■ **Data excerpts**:
--- START ---

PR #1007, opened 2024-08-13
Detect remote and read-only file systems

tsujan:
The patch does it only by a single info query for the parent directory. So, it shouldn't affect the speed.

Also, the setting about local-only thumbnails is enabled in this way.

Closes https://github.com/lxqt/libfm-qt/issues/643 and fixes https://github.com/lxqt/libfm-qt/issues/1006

--- END ---

■ **Directions**: Find all the lines with "only" in the data and copy them.

■ **Reply to the task**:
Detect remote and read-only file systems
The patch does it only by a single info query for the parent directory. So, it shouldn't affect the speed.
Also, the setting about local-only thumbnails is enabled in this way.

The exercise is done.